→ **Records shown**
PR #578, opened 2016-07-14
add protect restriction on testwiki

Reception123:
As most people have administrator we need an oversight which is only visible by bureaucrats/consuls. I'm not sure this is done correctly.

==

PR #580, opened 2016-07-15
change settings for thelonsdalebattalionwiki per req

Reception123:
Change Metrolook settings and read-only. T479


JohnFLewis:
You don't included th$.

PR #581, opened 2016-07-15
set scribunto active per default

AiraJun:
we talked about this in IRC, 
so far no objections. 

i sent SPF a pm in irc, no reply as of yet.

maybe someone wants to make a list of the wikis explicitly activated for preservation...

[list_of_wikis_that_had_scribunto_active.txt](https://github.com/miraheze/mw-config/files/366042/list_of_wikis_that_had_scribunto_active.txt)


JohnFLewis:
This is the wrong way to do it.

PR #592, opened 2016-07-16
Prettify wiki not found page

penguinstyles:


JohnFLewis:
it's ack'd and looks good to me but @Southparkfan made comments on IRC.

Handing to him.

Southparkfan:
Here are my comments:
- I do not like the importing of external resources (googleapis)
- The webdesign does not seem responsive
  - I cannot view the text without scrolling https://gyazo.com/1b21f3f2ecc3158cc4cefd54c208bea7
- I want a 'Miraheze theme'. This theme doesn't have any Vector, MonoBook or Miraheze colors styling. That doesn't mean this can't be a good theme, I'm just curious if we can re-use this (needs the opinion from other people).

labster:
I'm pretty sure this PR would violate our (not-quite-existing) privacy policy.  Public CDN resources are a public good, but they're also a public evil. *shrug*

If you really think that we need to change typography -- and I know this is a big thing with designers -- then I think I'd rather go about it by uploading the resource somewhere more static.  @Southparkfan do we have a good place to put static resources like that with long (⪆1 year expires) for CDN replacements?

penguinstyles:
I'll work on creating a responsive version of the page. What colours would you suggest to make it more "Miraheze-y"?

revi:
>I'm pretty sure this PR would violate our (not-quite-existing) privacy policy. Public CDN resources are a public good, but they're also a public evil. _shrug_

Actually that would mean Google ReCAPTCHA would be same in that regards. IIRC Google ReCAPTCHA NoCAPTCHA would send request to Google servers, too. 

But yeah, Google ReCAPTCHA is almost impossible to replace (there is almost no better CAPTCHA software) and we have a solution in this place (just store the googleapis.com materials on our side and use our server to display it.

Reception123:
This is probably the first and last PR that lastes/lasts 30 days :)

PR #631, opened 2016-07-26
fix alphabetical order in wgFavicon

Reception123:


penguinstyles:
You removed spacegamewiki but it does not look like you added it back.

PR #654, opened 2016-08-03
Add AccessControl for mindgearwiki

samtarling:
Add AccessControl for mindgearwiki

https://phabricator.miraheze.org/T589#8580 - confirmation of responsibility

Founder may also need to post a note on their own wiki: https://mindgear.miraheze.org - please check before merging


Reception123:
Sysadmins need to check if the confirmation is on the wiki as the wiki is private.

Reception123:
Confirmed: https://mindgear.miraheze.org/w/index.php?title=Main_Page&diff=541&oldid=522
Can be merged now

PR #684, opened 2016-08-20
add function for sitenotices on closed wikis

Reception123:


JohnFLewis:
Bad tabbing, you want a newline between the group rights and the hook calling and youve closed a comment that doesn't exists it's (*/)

→ **Task to carry out**
Starting at the line that has "PR #578, opened 2016-07-14" and ending at the line that has "As most people", please write out the lines above exactly, leaving out all others.

→ **Exercise output**
PR #578, opened 2016-07-14
add protect restriction on testwiki

Reception123:
As most people have administrator we need an oversight which is only visible by bureaucrats/consuls. I'm not sure this is done correctly.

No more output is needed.